Segundo a magistrada, o fato do apelante exercer a profissão de advogado e ter trabalhado como policial militar não demonstra que o impetrante esteja submetido à situação de perigo concreto e iminente a justificar a interferência do Poder Judiciário, já que não ficou demonstrada a prática de nenhuma ilegalidade ou abuso de poder praticado pela Polícia Federal ao negar o pedido do autor de obtenção do porte de arma de fogo. A decisão do Colegiado foi unânime. Processo nº: 1001021-81.2018.4.01.3400 - Data de julgamento: 06/11/2019 - Data da publicação: 12/11/2019.

Ao meu sentir, se a lei me concede uma prerrogativa, cabe a mim exercê-la ou não. A decisão de portar arma dependerá única e exclusivamente da minha vontade ou necessidade. Portanto, cada um sabe de si, independentemente da opinião de falsos moralistas que se preocupam com o que não lhes compete. Se a lei permite ao advogado portar arma, tudo certo. Se a lei não permite, cumpra-se. Simples assim. Ademais, resta aguardar o fim da novela que se arrasta nas Comissões da Câmara e do Senado e que depende ainda da ingerência ou não do STF.

Wilson Campos (Advogado/Especialista com atuação nas áreas tributária, trabalhista, cível e ambiental/Presidente da Comissão de Defesa da Cidadania e dos Interesses Coletivos da Sociedade, da OAB-MG/Delegado de Prerrogativas da OAB-MG). 

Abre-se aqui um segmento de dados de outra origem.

PR #377, opened 2019-02-12
Make Header sticky and increase Sidebar breakpoints for better screen fit

afonsodelgado:
# Changes

* Make `Header` sticky so it scrolls with the page, as seen bellow.

sticky_header

* Increase the breakpoints on `Sidebar` and `Header` from `mq.mega` to `mq.giga` for better fit on medium sized screens. With this, the `Sidebar` will be hidden on devices like tablets on portrait mode and the `Header` will be visible to toggle the `Sidebar`.
* Update snapshots related to `Sidebar` and `Header` components.

### DIFF
--- a/src/components/Header/Header.js
+++ b/src/components/Header/Header.js
@@ -13,7 +13,7 @@ const baseStyles = ({ theme }) => css`
   padding: ${theme.spacings.mega};
   position: sticky;
   top: 0;
-  ${theme.mq.mega`
+  ${theme.mq.giga`
     display: none;
   `}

Clique aqui e continue lendo sobre temas do Direito e da Justiça, além de outros temas relativos a cidadania, política, meio ambiente e garantias sociais.



Comentários

  1. Estevão M. L. Torres17 de janeiro de 2020 às 11:01

    Como advogado acho que usa a arma quem quer, como disse o nobre colega Dr. Wilson Campos no seu texto. Se eu tenho o porte de arma e quero usar, então eu uso. Se tenho e não quero usar a arma, pronto, não uso e ponto final. Cada qual sabe de si. O que precisa acontecer é esse decreto ser aprovado como quer o presidente Bolsonaro e acabar com essa celeuma, esse jogo de empurra como bem falou o colega autor. Eu sou a favor do decreto e que o advogado possa usar a arma, mesmo porque a profissão assim o exige em muitas situações. E que o STF não se meta no assunto para complicar, mas para fazer valer essa prerrogativa do advogado. Cumpra-se o que for aprovado. Meus cumprimentos efusivos nobre advogado, Dr. Wilson. Abraço. Estevão Torres.